Copy the records exactly. Include every line.

--- SOURCE MATERIAL Enclosed Below ---

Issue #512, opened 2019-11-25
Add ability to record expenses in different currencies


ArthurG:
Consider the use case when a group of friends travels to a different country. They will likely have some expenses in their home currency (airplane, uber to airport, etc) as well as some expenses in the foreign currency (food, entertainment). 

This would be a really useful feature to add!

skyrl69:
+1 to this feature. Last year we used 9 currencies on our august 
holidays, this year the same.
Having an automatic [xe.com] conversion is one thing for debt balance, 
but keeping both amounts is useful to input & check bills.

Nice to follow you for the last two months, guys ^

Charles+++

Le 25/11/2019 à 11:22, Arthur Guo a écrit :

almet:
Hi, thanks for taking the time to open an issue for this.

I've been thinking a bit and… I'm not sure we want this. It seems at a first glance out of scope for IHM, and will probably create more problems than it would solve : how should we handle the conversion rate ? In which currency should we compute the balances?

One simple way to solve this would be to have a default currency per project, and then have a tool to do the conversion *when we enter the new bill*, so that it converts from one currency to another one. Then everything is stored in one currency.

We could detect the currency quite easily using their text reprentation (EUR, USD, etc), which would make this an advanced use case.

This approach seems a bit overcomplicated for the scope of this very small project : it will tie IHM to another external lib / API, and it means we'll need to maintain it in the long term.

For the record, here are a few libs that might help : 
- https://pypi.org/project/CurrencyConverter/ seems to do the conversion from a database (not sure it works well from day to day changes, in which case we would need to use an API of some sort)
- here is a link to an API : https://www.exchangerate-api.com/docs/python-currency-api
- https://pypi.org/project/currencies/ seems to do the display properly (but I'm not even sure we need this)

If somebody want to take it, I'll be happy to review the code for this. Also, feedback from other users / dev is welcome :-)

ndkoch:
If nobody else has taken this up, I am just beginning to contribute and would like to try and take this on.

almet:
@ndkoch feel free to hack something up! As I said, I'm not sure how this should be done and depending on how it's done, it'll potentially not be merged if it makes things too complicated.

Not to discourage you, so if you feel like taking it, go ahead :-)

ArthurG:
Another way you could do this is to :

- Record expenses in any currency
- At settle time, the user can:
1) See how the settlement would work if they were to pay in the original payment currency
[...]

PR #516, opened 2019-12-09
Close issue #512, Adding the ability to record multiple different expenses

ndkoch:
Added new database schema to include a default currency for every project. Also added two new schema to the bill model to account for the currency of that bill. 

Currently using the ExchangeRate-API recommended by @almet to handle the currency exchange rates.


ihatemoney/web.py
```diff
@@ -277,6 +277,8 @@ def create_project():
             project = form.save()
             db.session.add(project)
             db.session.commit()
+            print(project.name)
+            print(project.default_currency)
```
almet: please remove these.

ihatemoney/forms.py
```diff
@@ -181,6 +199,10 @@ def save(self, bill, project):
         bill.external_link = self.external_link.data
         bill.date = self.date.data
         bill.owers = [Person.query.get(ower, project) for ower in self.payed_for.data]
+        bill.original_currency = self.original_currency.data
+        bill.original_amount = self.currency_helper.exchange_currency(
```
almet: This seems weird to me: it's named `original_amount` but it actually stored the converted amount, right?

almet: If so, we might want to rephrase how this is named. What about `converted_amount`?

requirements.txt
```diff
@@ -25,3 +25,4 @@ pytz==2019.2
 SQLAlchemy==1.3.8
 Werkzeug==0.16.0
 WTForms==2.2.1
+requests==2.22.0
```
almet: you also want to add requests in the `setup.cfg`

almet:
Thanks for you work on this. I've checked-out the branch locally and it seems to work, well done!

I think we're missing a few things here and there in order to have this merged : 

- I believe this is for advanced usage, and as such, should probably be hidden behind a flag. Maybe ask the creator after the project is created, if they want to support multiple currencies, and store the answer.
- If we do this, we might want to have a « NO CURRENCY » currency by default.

--- End of Enclosed SOURCE MATERIAL ---

### ANSWER BELOW
Issue #512, opened 2019-11-25
Add ability to record expenses in different currencies


ArthurG:
Consider the use case when a group of friends travels to a different country. They will likely have some expenses in their home currency (airplane, uber to airport, etc) as well as some expenses in the foreign currency (food, entertainment). 

This would be a really useful feature to add!

skyrl69:
+1 to this feature. Last year we used 9 currencies on our august 
holidays, this year the same.
Having an automatic [xe.com] conversion is one thing for debt balance, 
but keeping both amounts is useful to input & check bills.

Nice to follow you for the last two months, guys ^

Charles+++

Le 25/11/2019 à 11:22, Arthur Guo a écrit :

almet:
Hi, thanks for taking the time to open an issue for this.

I've been thinking a bit and… I'm not sure we want this. It seems at a first glance out of scope for IHM, and will probably create more problems than it would solve : how should we handle the conversion rate ? In which currency should we compute the balances?

One simple way to solve this would be to have a default currency per project, and then have a tool to do the conversion *when we enter the new bill*, so that it converts from one currency to another one. Then everything is stored in one currency.

We could detect the currency quite easily using their text reprentation (EUR, USD, etc), which would make this an advanced use case.

This approach seems a bit overcomplicated for the scope of this very small project : it will tie IHM to another external lib / API, and it means we'll need to maintain it in the long term.

For the record, here are a few libs that might help : 
- https://pypi.org/project/CurrencyConverter/ seems to do the conversion from a database (not sure it works well from day to day changes, in which case we would need to use an API of some sort)
- here is a link to an API : https://www.exchangerate-api.com/docs/python-currency-api
- https://pypi.org/project/currencies/ seems to do the display properly (but I'm not even sure we need this)

If somebody want to take it, I'll be happy to review the code for this. Also, feedback from other users / dev is welcome :-)

ndkoch:
If nobody else has taken this up, I am just beginning to contribute and would like to try and take this on.

almet:
@ndkoch feel free to hack something up! As I said, I'm not sure how this should be done and depending on how it's done, it'll potentially not be merged if it makes things too complicated.

Not to discourage you, so if you feel like taking it, go ahead :-)

ArthurG:
Another way you could do this is to :

- Record expenses in any currency
- At settle time, the user can:
1) See how the settlement would work if they were to pay in the original payment currency
[...]

PR #516, opened 2019-12-09
Close issue #512, Adding the ability to record multiple different expenses

ndkoch:
Added new database schema to include a default currency for every project. Also added two new schema to the bill model to account for the currency of that bill. 

Currently using the ExchangeRate-API recommended by @almet to handle the currency exchange rates.


ihatemoney/web.py
```diff
@@ -277,6 +277,8 @@ def create_project():
             project = form.save()
             db.session.add(project)
             db.session.commit()
+            print(project.name)
+            print(project.default_currency)
```
almet: please remove these.

ihatemoney/forms.py
```diff
@@ -181,6 +199,10 @@ def save(self, bill, project):
         bill.external_link = self.external_link.data
         bill.date = self.date.data
         bill.owers = [Person.query.get(ower, project) for ower in self.payed_for.data]
+        bill.original_currency = self.original_currency.data
+        bill.original_amount = self.currency_helper.exchange_currency(
```
almet: This seems weird to me: it's named `original_amount` but it actually stored the converted amount, right?

almet: If so, we might want to rephrase how this is named. What about `converted_amount`?

requirements.txt
```diff
@@ -25,3 +25,4 @@ pytz==2019.2
 SQLAlchemy==1.3.8
 Werkzeug==0.16.0
 WTForms==2.2.1
+requests==2.22.0
```
almet: you also want to add requests in the `setup.cfg`

almet:
Thanks for you work on this. I've checked-out the branch locally and it seems to work, well done!

I think we're missing a few things here and there in order to have this merged : 

- I believe this is for advanced usage, and as such, should probably be hidden behind a flag. Maybe ask the creator after the project is created, if they want to support multiple currencies, and store the answer.
- If we do this, we might want to have a « NO CURRENCY » currency by default.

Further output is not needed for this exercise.